Bolu faciasından sonra, Konya'da bir evin çökmesini canlı olarak izledik. Aklımız çöken binanın altında kaldı. Enkazda insanlar olduğu söylendi. Televizyonu açıp bekledik. Kurtarma çalışmalarını takip ettik. Saatlerin sonunda canlı insanlara ve cansız bedenlere ulaşıldı.

Kanallardan birinde hem kurtarma çalışmaları veriliyor hem de konu tartışılıyor. Programa katılan muhalif bir gazeteci, çöken binayı kastederek, "ben bunu demokrasi eksikliğine bağlıyorum" dedi.
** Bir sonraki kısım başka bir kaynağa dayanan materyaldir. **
PR #4672, opened 2021-02-24
Fix #4671. Show DB connection error details during bootstrap.

### LINKED ISSUE #4671: 'command not found' errors need better error messages
**Describe the bug**

My MySQL server had died, but Drush's error messages did not show this.

**To Reproduce**

```
drush @my.site ms --tag=mytag --debug

Using the Drush script found at /Users/joachim/Sites/mysite/vendor/drush/drush/drush using proc_open
 [preflight] Config paths: /Users/joachim/Sites/mysite/vendor/drush/drush/drush.yml
 [preflight] Alias paths: /Users/joachim/Sites/mysite/web/drush/sites,/Users/joachim/Sites/mysite/drush/sites
 [preflight] Commandfile search paths: /Users/joachim/Sites/mysite/vendor/drush/drush/src,/Users/joachim/Sites/mysite/web/drush,/Users/joachim/Sites/mysite/drush
 [debug] Bootstrap further to find ms [2.14 sec, 8.19 MB]
 [debug] Trying to bootstrap as far as we can [2.14 sec, 8.19 MB]
 [debug] Drush bootstrap phase: bootstrapDrupalRoot() [2.14 sec, 8.19 MB]
 [debug] Change working directory to /Users/joachim/Sites/mysite/web [2.14 sec, 8.19 MB]
 [debug] Initialized Drupal 8.9.12 root directory at /Users/joachim/Sites/mysite/web [2.24 sec, 8.32 MB]
 [debug] Drush bootstrap phase: bootstrapDrupalSite() [2.28 sec, 8.62 MB]
 [debug] Initialized Drupal site localhost:8888 at sites/localhost.mysite.web.clean [2.52 sec, 8.85 MB]
 [debug] Drush bootstrap phase: bootstrapDrupalConfiguration() [2.52 sec, 8.85 MB]
 [debug] Add service modifier [2.75 sec, 9.03 MB]
 [debug] Unable to connect to database. More information may be available by running `drush status`. This may occur when Drush is trying to bootstrap a site that has not been installed or does not have a configured database. In this case you can select another site with a working database setup by specifying the URI to use with the --uri parameter on the command line. See `drush topic docs-aliases` for details. [2.84 sec, 9.3 MB]
 [debug] Bootstrap phase bootstrapDrupalDatabase() failed to validate; continuing at bootstrapDrupalConfiguration() [2.84 sec, 9.28 MB]
 [debug] Done with bootstrap max in Application::bootstrapAndFind(): trying to find ms again. [2.84 sec, 9.28 MB]

In Application.php line 239:

  [Symfony\Component\Console\Exception\CommandNotFoundException]
  Command ms was not found. Drush was unable to query the database. As a result, many commands are unavailable. Re-run your command
  with --debug to see relevant log messages.
```

(Aside: I already *was* running it with --debug...)

So I followed this instruction:

> Unable to connect to database. More information may be available by running `drush status`. But `drush @my.site  status` all looks perfect! DB is shown there, everything.

It was only when I tried cr that I got the actual explanation:

```
$ drush @my.site cr

In Connection.php line 416:

  SQLSTATE[HY000] [2006] MySQL server has gone away


In Connection.php line 416:

  PDO::__construct(): Error while reading greeting packet. PID=8075
```

**Expected behavior**

The '  SQLSTATE[HY000] [2006] MySQL server has gone away' error should have appeared when I tried to do 'drush mim'.

**Actual behavior**

The error messages did not reflect the actual problem.

**Workaround**

### System Configuration
| Q               | A
| --------------- | ---
| Drush version?  | 10.3.6
| Drupal version? | 8.9.12
| PHP version     | 7.3
| OS?             | Mac

**Additional information**

weitzman:
Thanks for the report. 

The ultimate error isn't easy to improve as Symfony Console is throwing the Exception about command not found and we'd have to override a lot to take control and report back the SQL error.

This PR enhances the debug log message to show the actual connection error.

`drush status` tells you Bootstrap Successful when all is OK and tells you nothing when it isn't. I think we should say Unsuccessful in that case. Might need a major version to change this unfortunately.

### DIFF
--- a/src/Boot/DrupalBoot8.php
+++ b/src/Boot/DrupalBoot8.php
@@ -189,7 +189,7 @@ class DrupalBoot8 extends DrupalBoot implements AutoloaderAwareInterface
             $connection_options = $connection->getConnectionOptions();
             $connection->open($connection_options);
         } catch (\Exception $e) {
-            $this->logger->log(LogLevel::BOOTSTRAP, 'Unable to connect to database. More information may be available by running `drush status`. This may occur when Drush is trying to bootstrap a site that has not been installed or does not have a configured database. In this case you can select another site with a working database setup by specifying the URI to use with the --uri parameter on the command line. See `drush topic docs-aliases` for details.');
+            $this->logger->log(LogLevel::BOOTSTRAP, 'Unable to connect to database with message: ' . $e->getMessage() . '. More debug information is available by running `drush status`. This may occur when Drush is trying to bootstrap a site that has not been installed or does not have a configured database. In this case you can select another site with a working database setup by specifying the URI to use with the --uri parameter on the command line. See `drush topic docs-aliases` for details.');
             return false;
         }
         if (!$connection->schema()->tableExists('key_value')) {


greg-1-anderson:
>  think we should say Unsuccessful in that case. Might need a major version to change this unfortunately.

This is a worthwhile change. The question is, is the output of `drush status` an API? I know folks use it as an API in some cases (and `sql:sync` does). Maybe using the absence of a bootstrap message to determine if there is a valid site is enough of an edge case that it wouldn't be too inconvenient to change the behavior in a minor version update.

weitzman:
I hear you, but I have a slightly bad feeling about this one. I can totally see sites changing behavior if that item is empty. Maybe even reinstall a DB.

greg-1-anderson:
Sure thing, it's your call. We'd be going from empty to non-empty, though, so maybe it's not as dangerous as a db re-install.

Maybe we need a Drush 11 anyway, just to go from "happens to work" to "supported" for PHP 8 though. If we do a Drush 11, then it'd probably also be time to consider hard-breaking global installations.

weitzman:
Good point about empty to non-empty.

Yeah, Drush 11 looms. I just created https://github.com/drush-ops/drush/milestone/6. Lets collect ideas there. Would be great to do a virtual sprint on it sometime. Or even a in-person sprint later in the year.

Bunu gerçekten söyledi. Ne yazık ki böyle kimselerle aynı ülkede yaşamak zorundayız.

Enkaz altında kalanların Suriyeli muhacirler olduğuna dair bilgiler gelirken, arama kurtarma gönüllüsü bir kardeşimizin sesini duyduk: "Milletimiz dua etsin." Mensubu olmaktan şeref duyduğumuz aziz millet işte budur.

Bu yazıyı Miraç gecesinde kaleme alıyorum. Miraç, yükselmek demektir. İslamiyet ve insaniyette, inayet ve şahsiyette, adalet ve hakkaniyette yükselebilmek için hakikatin yanında durmamız şarttır. Yanlışı yok sayamaz, kabahati olanı savunamayız. Düzgün ve dürüst insanların tutumu bellidir.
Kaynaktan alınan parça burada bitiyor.